А ведь неумолима она оказалась в новой своей ипостаси…
Едва арестовали папу, сразу неважно стало у Миши с успеваемостью в институте. И не потому, что папиным авторитетом он там держался. Уж какие вопросы на сессии памятной, последней, Мише–отличнику задавали, таких в программе захочешь — не обнаружишь. И наконец без предоставления академотпуска за борт. Далее пошло крушение за крушением…
В месяц сгорела от рака мать, ударилась в загулы Маринка, начала путаться с заезжей кавказской публикой по ресторанам, после — с иностранцами…
Денег не было. Прижимистый дед с кряхтением отдавал пятаки на молоко и творожные сырки из своей большевистской пенсии. Одряхлел дед окончательно, помутнел разумом, хотя к переменам в семье единственный отнесся философски: отцовское падение переживал, конечно, но видел его через призму собственного опыта, а на памяти деда таких падений ох, сколько было… Погоревал и по матери, но и смертей видел дед много, тоже притупилось… Лишь об одном Михаила спросил: может, неудобен, а дом ветеранов партии, говорят, неплох… Но тут уж Миша без колебаний возразил: и не думай! Ужас Мишу охватил — любил он деда, дед частью детства был, а ныне последним родным кусочком прежней жизни остался, последним…
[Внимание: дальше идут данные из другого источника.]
Issue #1322, opened 2021-01-25
Deal with custom link that links to undefined/hidden module


eksperimental:
```elixir
`Code.Typespec` 

[code typespec](`Code.Typespec`)
```
`Code.Typespec` is a hidden module, in the first example, and ExDoc what it does is to treat  format the text inside the backticks as such generating `<code class="inline">Code.Typespec</code>`

but when using a custom link, the generated code is 
```<a href="`Code.Typespec`">code typespec</a>```

I am not too sure what is the best way to deal with this, probably removing the backticks and linking to Code.Typespec, 
but having the backticks does not seem right

josevalim:
Great find. We should warn and remove the link IMO. :)

eksperimental:
We are currently warning. 
I am not 100% convinced of removing the link because it may hide the error, even though we are warning. A project may generate multiple warnings and this one can get buried there.
But removing it will be consistent  with how we deal in the first example

wojtekmach:
Good find. I think we should definitely remove the link because there's nowhere to link to.

eksperimental:
Alright +1 with that as we don't have any other options

eksperimental:
I will take care of this.

PR #1349, opened 2021-04-01
Deal with custom link that links to undefined/hidden module

eksperimental:
Closes https://github.com/elixir-lang/ex_doc/issues/1322

### DIFF
--- a/lib/ex_doc/autolink.ex
+++ b/lib/ex_doc/autolink.ex
@@ -76,13 +76,11 @@ defmodule ExDoc.Autolink do
   end
 
   defp walk({:code, attrs, [code], meta} = ast, config) do
-    case url(code, :regular_link, config) do
-      nil ->
-        ast
-
-      url ->
-        code = remove_prefix(code)
-        {:a, [href: url], [{:code, attrs, [code], meta}], %{}}
+    if url = url(code, :regular_link, config) do
+      code = remove_prefix(code)
+      {:a, [href: url], [{:code, attrs, [code], meta}], %{}}
+    else
+      ast
     end
   end
 
--- a/lib/ex_doc/autolink.ex
+++ b/lib/ex_doc/autolink.ex
@@ -91,9 +91,6 @@ defmodule ExDoc.Autolink do
   defp remove_link({:a, _attrs, inner, _meta}),
     do: inner
 
-  defp remove_link(ast),
-    do: ast
-
   @ref_regex ~r/^`(.+)`$/
 
   defp custom_link(attrs, config) do
--- a/lib/ex_doc/autolink.ex
+++ b/lib/ex_doc/autolink.ex
@@ -63,27 +63,38 @@ defmodule ExDoc.Autolink do
   end
 
   defp walk({:a, attrs, inner, meta} = ast, config) do
-    cond do
-      url = custom_link(attrs, config) ->
-        {:a, Keyword.put(attrs, :href, url), inner, meta}
+    case custom_link(attrs, config) do
+      :remove_link ->
+        remove_link(ast)
 
-      true ->
+      nil ->
         ast
+
+      url ->
+        {:a, Keyword.put(attrs, :href, url), inner, meta}
     end
   end
 
   defp walk({:code, attrs, [code], meta} = ast, config) do
-    if url = url(code, :regular_link, config) do
-      code = remove_prefix(code)
-      {:a, [href: url], [{:code, attrs, [code], meta}], %{}}
-    else
-      ast
+    case url(code, :regular_link, config) do
+      nil ->
+        ast
+
+      url ->
+        code = remove_prefix(code)
+        {:a, [href: url], [{:code, attrs, [code], meta}], %{}}
     end
   end
 
   defp walk({tag, attrs, ast, meta}, config) do
     {tag, attrs, walk(ast, config), meta}
   end
+
+  defp remove_link({:a, _attrs, inner, _meta}),
+    do: inner
+
+  defp remove_link(ast),
+    do: ast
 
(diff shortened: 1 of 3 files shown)


test/ex_doc/autolink_test.exs
```diff
@@ -449,11 +450,17 @@ defmodule ExDoc.AutolinkTest do
     assert warn(~m"[bad](`String.upcase/9`)", extras: []) =~
              "documentation references \"String.upcase/9\" but it is undefined or private"
 
-    assert warn(~m"[custom text](`Elixir.Unknown`)", []) =~
-             "documentation references module \"Elixir.Unknown\" but it is undefined\n"
+    assert_and_warn(
```
wojtekmach, line 453: could you please revert this change? with this helper we're saving typing a few characters but it is less flexible, for example we can't easily inspect the whole output (which was as simple as `|> IO.inspect` before but now the helper returns a boolean).

fwiw I am the first to admit that I probably went a bit overboard with adding many test helpers (which are saving typing characters but add complexity) so let's not add even more.

test/ex_doc/autolink_test.exs
```diff
@@ -449,11 +450,17 @@ defmodule ExDoc.AutolinkTest do
...
+      "documentation references module \"Elixir.Unknown\" but it is undefined\n"
+    )
 
-    assert warn(~m"[Unknown](`Unknown`)") =~
-             "documentation references module \"Unknown\" but it is undefined"
+    assert_and_warn(
+      ~m"[It is Unknown](`Unknown`)",
+      ["It is Unknown"],
+      "documentation references module \"Unknown\" but it is undefined"
+    )
```
wojtekmach, line 464: which test is testing the changed behaviour?

lib/ex_doc/autolink.ex
```diff
@@ -63,28 +63,39 @@ defmodule ExDoc.Autolink do
...
-      {:a, [href: url], [{:code, attrs, [code], meta}], %{}}
-    else
-      ast
+    case url(code, :regular_link, config) do
+      nil ->
+        ast
+
+      url ->
+        code = remove_prefix(code)
+        {:a, [href: url], [{:code, attrs, [code], meta}], %{}}
```
eksperimental, line 85: this is not changing anything. It will revert it as it was. It was probably a left over from a different approach I was taking

test/ex_doc/formatter/html/templates_test.exs
```diff
@@ -167,9 +167,7 @@ defmodule ExDoc.Formatter.HTML.TemplatesTest do
       content = Templates.sidebar_template(doc_config(), @empty_nodes_map)
 
       assert content =~
-               ~r{<div class="sidebar-header">\s*<div class="sidebar-projectDetails">\s*<a href="#{
-                 homepage_url()
-               }" class="sidebar-projectName">\s*Elixir\s*</a>\s*<strong class="sidebar-projectVersion">\s*v1.0.1\s*</strong>\s*</div>\s*</div>}
+               ~r{<div class="sidebar-header">\s*<div class="sidebar-projectDetails">\s*<a href="#{homepage_url()}" class="sidebar-projectName">\s*Elixir\s*</a>\s*<strong class="sidebar-projectVersion">\s*v1.0.1\s*</strong>\s*</div>\s*</div>}
```
eksperimental, line 170: This got changed when I run `mix format` with elixir 1.12 or master

test/ex_doc/autolink_test.exs
eksperimental: the ones that call assert_and_warn

wojtekmach: I might be missing something but it looked like you changed `assert warn(...)` to `assert_and_warn(...)` with the same inputs so effectively we are effectively not adding additional test coverage?

test/ex_doc/formatter/html/templates_test.exs
wojtekmach: yeah this is unfortunate, please revert this.

test/ex_doc/autolink_test.exs
eksperimental: it is doing an assert between the first and the second argument which checks for the link being stripped

wojtekmach: oh, I see it now, previously we weren't checking what's the generated output. thanks!

lib/ex_doc/autolink.ex
```diff
@@ -85,6 +88,12 @@ defmodule ExDoc.Autolink do
     {tag, attrs, walk(ast, config), meta}
   end
 
+  defp remove_link({:a, _attrs, inner, _meta}),
+    do: inner
+
+  defp remove_link(ast),
+    do: ast
```
wojtekmach, line 95: this clause is not needed, please remove it or add a test that exercises it :)

wojtekmach (approved):
Just one thing left and feel free to merge it afterwards!

lib/ex_doc/autolink.ex
eksperimental: Agreed with that is unneeded, but how would you go about testing it a private function that is called by private functions.

eksperimental: > I wouldn't test a private function!
> 
> I think with our autolink tests we strike a nice enough balance, the tests are sufficiently low level (in that we don't need to spin up the entire exdoc to test something) but at the same time high-level enough that we test the external behaviour, what was the returned doc AST (and potential side effects like warnings), we don't test implementation details like what got called with what, etc.

Sorry for the confusion, when I read your message I read "please remove it AND add a test that exercises it!", that' s why I was a bit puzzled.
I haven't had my morning coffee yet, that's probably it :smile:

Маринка вскоре замуж выскочила за московского азербайджанца, сказочно богатого, но в браке продержалась недолго. Муж–мусульманин воли жене не давал, желал десяток детей и требовал строгой домашней дисциплины.
Разошлись,
Деньги потекли рекой. Гладкой и полноводной. Однако иллюзией оказалась безмятежность быстрого обогащения. Караулила Мишу беда. Сбили его на самом гребне спекулятивной удачи, с предельной ясностью доказали три крупные сделки, и очутился он в камере…
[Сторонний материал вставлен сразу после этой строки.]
PR #1353, opened 2021-04-07
Rename doc variables

eksperimental:
There was a mix of variable rebinding,
and naming everything doc/docs.

This commit adheres to the name definitions in the Code.fetch_docs/1 specs
https://hexdocs.pm/elixir/Code.html#fetch_docs/1

### DIFF
--- a/lib/ex_doc/doc_ast.ex
+++ b/lib/ex_doc/doc_ast.ex
@@ -5,9 +5,9 @@ defmodule ExDoc.DocAST do
   alias ExDoc.Formatter.HTML.Templates
 
   @doc """
-  Parse given `doc` according to `doc_format`.
+  Parses given `doc_content` according to `doc_format`.
   """
-  def parse!(doc, doc_format, options \\ [])
+  def parse!(doc_content, doc_format, options \\ [])
 
   def parse!(markdown, "text/markdown", opts) do
     parse_markdown(markdown, opts)
--- a/lib/ex_doc/retriever.ex
+++ b/lib/ex_doc/retriever.ex
@@ -218,19 +218,19 @@ defmodule ExDoc.Retriever do
   ## Function helpers
 
   defp get_docs(%{type: type, docs: docs} = module_data, source, config) do
-    {:docs_v1, _, _, _, _, _, docs} = docs
+    {:docs_v1, _, _, _, _, _, doc_elements} = docs
 
     groups_for_functions =
       Enum.map(config.groups_for_functions, fn {group, filter} ->
         {Atom.to_string(group), filter}
       end) ++ [{"Functions", fn _ -> true end}]
 
-    function_docs =
-      for doc <- docs, doc?(doc, type) do
-        get_function(doc, source, module_data, groups_for_functions)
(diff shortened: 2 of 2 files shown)


lib/ex_doc/doc_ast.ex
```diff
@@ -5,9 +5,9 @@ defmodule ExDoc.DocAST do
   alias ExDoc.Formatter.HTML.Templates
 
   @doc """
-  Parse given `doc` according to `doc_format`.
+  Parses given `doc_content_binary` according to `doc_format`.
   """
-  def parse!(doc, doc_format, options \\ [])
+  def parse!(doc_content_binary, doc_format, options \\ [])
```
wojtekmach, line 10: it's not a binary for `"application/erlang+html"` :)

eksperimental: should we name it `doc_content_binary_or_ast` ?

wojtekmach: how about just doc_content?

eksperimental: > how about just doc_content?

because doc_content according  the specs is the map that contains this string for Elixir docs.

`doc_content: %{optional(binary()) => binary()} | :none | :hidden,`

eksperimental: we can just leave `doc` and explain in the docs what `doc` could be, either an erlang ast or a string containing markdown

eksperimental: Something like this.

```elixir
  @doc """
  Parses given `doc` according to `doc_format`.

  When `doc_format` is "text/markdown", `doc` is expeceted to be a binary.
  When `doc_format` is "application/erlang+html", `doc` is expeceted to be an Erlang AST.
  """
  def parse!(doc, doc_format, options \\ [])
```

wojtekmach: A friendly reminder that this is a private module, we don’t need to add comprehensive docs

eksperimental: Yes, I know but I am working on a fix and everthing is named "doc" and "docs" and  it is hard to grasp what is what.

eksperimental: I am reverting this change

lib/ex_doc/retriever.ex
```diff
@@ -156,8 +156,8 @@ defmodule ExDoc.Retriever do
     {first in ?a..?z, name, arity}
   end
 
-  defp doc_ast(format, %{"en" => doc}, options),
-    do: DocAST.parse!(doc, format, options)
+  defp doc_ast(format, %{"en" => doc_content_binary}, options),
+    do: DocAST.parse!(doc_content_binary, format, options)
```
wojtekmach, line 160:
```suggestion
  defp doc_ast(format, %{"en" => doc_content}, options),
    do: DocAST.parse!(doc_content, format, options)
```

wojtekmach (approved):

wojtekmach:
Thanks!

PR #1361, opened 2021-05-06
Add ellipsis to more sections

dnsbty:
It looks like we moved the ellipsis usage to be more specific in 6650cf1176330af380855a896769bfbb4adaa2a2 and I think we need to expand the places where ellipsis are used. For example, the docs for ExUnit currently look like this:

image

So this change makes it look like this:

image

I think this provides better affordance to let users know that there is more to the title than just what they can see. It also may be worth considering removing the `overflow: hidden` to let the lines spill over and have the whole thing be visible, but this change works within the parameters of the current design.

### DIFF
--- a/assets/less/sidebar.less
+++ b/assets/less/sidebar.less
@@ -253,7 +253,7 @@
       }
 
       a.expand,
-      .sections-list a {
+      .sections-list > li {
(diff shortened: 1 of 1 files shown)


josevalim:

Застойный дух тюремных стен. Вдохнув его, Миша понял: конец, выбираться надо любыми способами, любыми… И предложил тогда Миша гражданам начальникам свои услуги… Многих из преступного мира он уже знал; знал кто, как, когда, сколько. И это касалось не только спекулянтов, валютчиков и проституток. Знал Миша и воров, рэкетиров, жуликов–кооператоров, покупавших у него электронику и модное тряпье…
И скоренько Миша из тюремных стен вышел. Так скоро, что и не заметил никто его отсутствия… Но вышел теперь иным, далеко не вольным стрелком. Появился у Миши куратор в лице опера Евгения Дробызгалова, и стал Миша куратора просвещать по части секретной уголовной хроники… Гешефты Михаила продолжались уже с гарантией их полной безопасности, ибо надлежало ему «хранить лицо»; нажитого никто не отбирал, а Дробызгалов удовлетворялся блоком «Лаки Страйк», импортной бутылкой или же демонстрацией ему какой–нибудь пикантной видеопленочки, которую он именовал «веселыми картинками».
Откровенных взяток опер не брал. Но, с другой стороны, сволочью был Дробызгалов изрядной. Шантажом не брезговал, хотя подоплека шантажа была примитивненькой: мол, Мишуля, работай плодотворно, не финти, без утайки чтоб, а то узнают коллеги твои о тайном лице, скрытом за маской честного спекулянта, и, Мишуля…
Видел как–то Миша личное свое дело на столе Дробызгалова, и поразило его, что на обложке было выведено чьей–то ужой пакостной рукой: «Кличка — Мордашка».
— Почему это… Мордашка? — справился он у Дробызгалова с угрюмой обидой.
— Ну… так… соответствует, — дал опер расплывчатый ответ, убирая папку, оставленную на столе, видимо, по оплошности, в громоздкий сейф. — Спасибо скажи, что «харей» не назвали или «мурлом» там каким…
— Хрена себе!
— Не выступай, — отрезал Дробызгалов. — Обсуждению не подлежит. Вообще — ничего не видел, ясно?
— Грубые вы все же… менты, — подытожил Миша. — И вся ваша натура подлая налицо в этом… эпизоде. Правду говорят наши: самый лучший мент — мертвый.
— Ты мне… сука… — привстал из–за стола Дробызгалов.